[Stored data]
PR #56, opened 2018-09-12
Correct JSON API pagination

### LINKED ISSUE #49: Pagination doesn't work the same here as in JSON API
In the provider API definition, it says that "pagination must comply with the JSON API specification", but the JSON API spec says:

> Pagination links MUST appear in the `links` object that corresponds to a collection. To paginate the primary data, supply pagination links in the top-level `links` object.

This spec puts the `first`, `last`, `prev`, `next` URLs at the top level of the response, rather than inside in a `links` object. I feel like either this spec should use the `links` object or not say that paginations complies with JSON API.

thekaveman:
Fixes #49

### DIFF
--- a/provider/README.md
+++ b/provider/README.md
@@ -52,10 +52,12 @@ The following keys must be used for pagination links:
             //etc.
         }]
     },
-    "first": "https://...",
-    "last": "https://...",
-    "prev": "https://...",
-    "next": "https://..."
+    "links": {
+        "first": "https://...",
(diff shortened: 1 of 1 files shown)


aickin:
This looks good!

aickin:
Actually, one extra piece of feedback just occurred to me. I think it'd be useful to explicitly note whether or not MDS complies to the JSON API spec as a whole, or just to the pagination section. But this PR is good as is!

[What you need to do] Repeat the data in full, exactly as supplied.

[Answer space]
PR #56, opened 2018-09-12
Correct JSON API pagination

### LINKED ISSUE #49: Pagination doesn't work the same here as in JSON API
In the provider API definition, it says that "pagination must comply with the JSON API specification", but the JSON API spec says:

> Pagination links MUST appear in the `links` object that corresponds to a collection. To paginate the primary data, supply pagination links in the top-level `links` object.

This spec puts the `first`, `last`, `prev`, `next` URLs at the top level of the response, rather than inside in a `links` object. I feel like either this spec should use the `links` object or not say that paginations complies with JSON API.

thekaveman:
Fixes #49

### DIFF
--- a/provider/README.md
+++ b/provider/README.md
@@ -52,10 +52,12 @@ The following keys must be used for pagination links:
             //etc.
         }]
     },
-    "first": "https://...",
-    "last": "https://...",
-    "prev": "https://...",
-    "next": "https://..."
+    "links": {
+        "first": "https://...",
(diff shortened: 1 of 1 files shown)


aickin:
This looks good!

aickin:
Actually, one extra piece of feedback just occurred to me. I think it'd be useful to explicitly note whether or not MDS complies to the JSON API spec as a whole, or just to the pagination section. But this PR is good as is!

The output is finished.